Top of RECORD EXTRACTS

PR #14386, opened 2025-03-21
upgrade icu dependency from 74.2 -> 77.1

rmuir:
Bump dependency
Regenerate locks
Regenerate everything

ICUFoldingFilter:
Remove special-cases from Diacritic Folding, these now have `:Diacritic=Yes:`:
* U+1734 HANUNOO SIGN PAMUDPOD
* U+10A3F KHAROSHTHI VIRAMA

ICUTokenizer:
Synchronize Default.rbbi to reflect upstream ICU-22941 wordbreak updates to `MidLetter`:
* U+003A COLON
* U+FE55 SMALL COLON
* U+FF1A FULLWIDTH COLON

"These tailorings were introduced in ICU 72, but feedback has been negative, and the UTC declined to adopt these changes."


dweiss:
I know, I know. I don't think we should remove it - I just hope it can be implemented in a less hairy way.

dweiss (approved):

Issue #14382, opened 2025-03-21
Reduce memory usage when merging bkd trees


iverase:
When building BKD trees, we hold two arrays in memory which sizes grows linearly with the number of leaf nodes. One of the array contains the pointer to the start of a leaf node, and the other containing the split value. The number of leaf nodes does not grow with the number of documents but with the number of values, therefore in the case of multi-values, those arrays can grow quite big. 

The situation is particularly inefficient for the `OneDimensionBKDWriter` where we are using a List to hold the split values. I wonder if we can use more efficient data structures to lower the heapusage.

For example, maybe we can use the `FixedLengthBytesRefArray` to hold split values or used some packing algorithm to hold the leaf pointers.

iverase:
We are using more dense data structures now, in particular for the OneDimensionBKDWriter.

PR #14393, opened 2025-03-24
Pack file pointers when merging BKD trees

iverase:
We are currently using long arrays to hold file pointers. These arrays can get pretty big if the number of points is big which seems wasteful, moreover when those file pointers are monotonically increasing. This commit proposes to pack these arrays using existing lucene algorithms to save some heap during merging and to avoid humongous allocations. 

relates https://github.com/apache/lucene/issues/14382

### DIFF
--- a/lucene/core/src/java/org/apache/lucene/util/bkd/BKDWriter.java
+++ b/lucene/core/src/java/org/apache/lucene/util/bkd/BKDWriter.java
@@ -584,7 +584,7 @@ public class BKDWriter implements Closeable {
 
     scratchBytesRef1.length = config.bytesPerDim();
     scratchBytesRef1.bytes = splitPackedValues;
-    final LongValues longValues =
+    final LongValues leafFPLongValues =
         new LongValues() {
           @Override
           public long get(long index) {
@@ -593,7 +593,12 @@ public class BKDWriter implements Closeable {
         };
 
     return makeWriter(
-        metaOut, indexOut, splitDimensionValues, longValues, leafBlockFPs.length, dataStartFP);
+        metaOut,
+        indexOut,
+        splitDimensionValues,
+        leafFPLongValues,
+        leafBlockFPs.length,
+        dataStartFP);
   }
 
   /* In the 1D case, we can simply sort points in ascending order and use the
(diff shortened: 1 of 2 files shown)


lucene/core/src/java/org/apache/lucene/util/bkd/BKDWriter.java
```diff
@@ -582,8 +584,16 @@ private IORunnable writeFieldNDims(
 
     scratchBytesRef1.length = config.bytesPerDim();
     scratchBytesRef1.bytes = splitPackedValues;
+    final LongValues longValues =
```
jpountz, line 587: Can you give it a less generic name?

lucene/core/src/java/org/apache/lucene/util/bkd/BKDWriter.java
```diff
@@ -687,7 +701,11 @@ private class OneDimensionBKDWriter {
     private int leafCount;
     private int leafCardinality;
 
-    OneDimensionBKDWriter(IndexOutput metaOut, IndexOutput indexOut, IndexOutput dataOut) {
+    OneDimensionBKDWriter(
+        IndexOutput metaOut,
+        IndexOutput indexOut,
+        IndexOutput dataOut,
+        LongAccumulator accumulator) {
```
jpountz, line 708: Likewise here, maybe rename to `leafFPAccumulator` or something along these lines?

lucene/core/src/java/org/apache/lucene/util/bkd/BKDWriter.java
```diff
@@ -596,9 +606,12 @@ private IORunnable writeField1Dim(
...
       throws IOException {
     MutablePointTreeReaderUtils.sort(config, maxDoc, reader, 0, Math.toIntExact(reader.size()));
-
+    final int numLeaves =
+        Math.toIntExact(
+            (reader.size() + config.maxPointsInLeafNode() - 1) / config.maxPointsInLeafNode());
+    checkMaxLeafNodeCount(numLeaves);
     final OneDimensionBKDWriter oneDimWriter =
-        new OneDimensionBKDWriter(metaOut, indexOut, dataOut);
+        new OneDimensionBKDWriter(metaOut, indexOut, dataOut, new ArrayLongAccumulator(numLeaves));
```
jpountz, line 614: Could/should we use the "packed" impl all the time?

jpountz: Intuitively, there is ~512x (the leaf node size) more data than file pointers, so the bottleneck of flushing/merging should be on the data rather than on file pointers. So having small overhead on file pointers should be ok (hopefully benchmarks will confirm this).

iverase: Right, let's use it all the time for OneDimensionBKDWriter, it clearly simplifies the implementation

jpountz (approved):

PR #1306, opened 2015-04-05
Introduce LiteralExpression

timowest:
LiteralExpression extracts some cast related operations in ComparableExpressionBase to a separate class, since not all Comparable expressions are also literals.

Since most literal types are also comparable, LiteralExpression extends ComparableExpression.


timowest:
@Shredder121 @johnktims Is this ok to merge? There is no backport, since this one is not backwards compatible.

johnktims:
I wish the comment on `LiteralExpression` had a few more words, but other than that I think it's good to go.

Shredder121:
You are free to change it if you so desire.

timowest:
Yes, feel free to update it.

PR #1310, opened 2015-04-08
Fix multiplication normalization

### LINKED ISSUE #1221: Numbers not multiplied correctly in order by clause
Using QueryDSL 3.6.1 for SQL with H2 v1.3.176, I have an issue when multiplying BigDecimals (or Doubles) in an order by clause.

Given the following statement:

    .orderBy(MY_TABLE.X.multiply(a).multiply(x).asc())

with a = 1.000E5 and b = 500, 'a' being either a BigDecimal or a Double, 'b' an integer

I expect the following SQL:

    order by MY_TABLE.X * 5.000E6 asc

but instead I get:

Bottom of RECORD EXTRACTS

EXERCISE OBJECTIVE
Check the lines above and copy each one that includes "which".

WRITTEN SOLUTION
When building BKD trees, we hold two arrays in memory which sizes grows linearly with the number of leaf nodes. One of the array contains the pointer to the start of a leaf node, and the other containing the split value. The number of leaf nodes does not grow with the number of documents but with the number of values, therefore in the case of multi-values, those arrays can grow quite big. 
We are currently using long arrays to hold file pointers. These arrays can get pretty big if the number of points is big which seems wasteful, moreover when those file pointers are monotonically increasing. This commit proposes to pack these arrays using existing lucene algorithms to save some heap during merging and to avoid humongous allocations. 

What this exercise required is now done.